How to complete this task –
Transcribe exactly the portion of the listing below that runs from the line containing "Do you have" through its last line.

(Records shown)

PR #3719, opened 2024-10-16
Introduce proper wear-only mode for wearos4 and dexcom g6

t0st:
Implements #3676:

- fix direct-connect from wearos4 to dexcom g6
- implement nightscout upload from wearos4 lte
- prevent data transfer to mobile if __only_ever_use_wear__ is active


thepartisan:
@t0st  I am using this PR as basis for an attempt to add G7 support. Could you maybe quickly describe the pairing process for G6 for me here? After porting some more shortId-related things from app to wear I still struggle a bit here.

- As you are using the phone slot, will you pair G6 autonomously without prior phone pairing?
- Which name does G6 advertise?

thepartisan:
@Navid200 , reaching out to you because I saw you commit quite a bit in the wear section...
Do you have any resource that describes how the pairing of app vs wear is supposed to work (design-wise)?
Do I pair the sensors completely new with wear app? I've started an attempt to integrate G7, but I am stuck at the initialization of pairing now and saw that for app there is "the plugin" feature. Do you know if this is this something I would need for G7 or should it theoretically also work based on the existing code?

Is there any interest/place for technical discussions?

Navid200:
@thepartisan Please limit posts in a PR to what is specifically related to that particular PR.  
For everything else, please use [Discussions](https://github.com/NightscoutFoundation/xDrip/discussions).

(End Records shown)

Reply –
Do you have any resource that describes how the pairing of app vs wear is supposed to work (design-wise)?
Do I pair the sensors completely new with wear app? I've started an attempt to integrate G7, but I am stuck at the initialization of pairing now and saw that for app there is "the plugin" feature. Do you know if this is this something I would need for G7 or should it theoretically also work based on the existing code?

Is there any interest/place for technical discussions?

Navid200:
@thepartisan Please limit posts in a PR to what is specifically related to that particular PR.  
For everything else, please use [Discussions](https://github.com/NightscoutFoundation/xDrip/discussions).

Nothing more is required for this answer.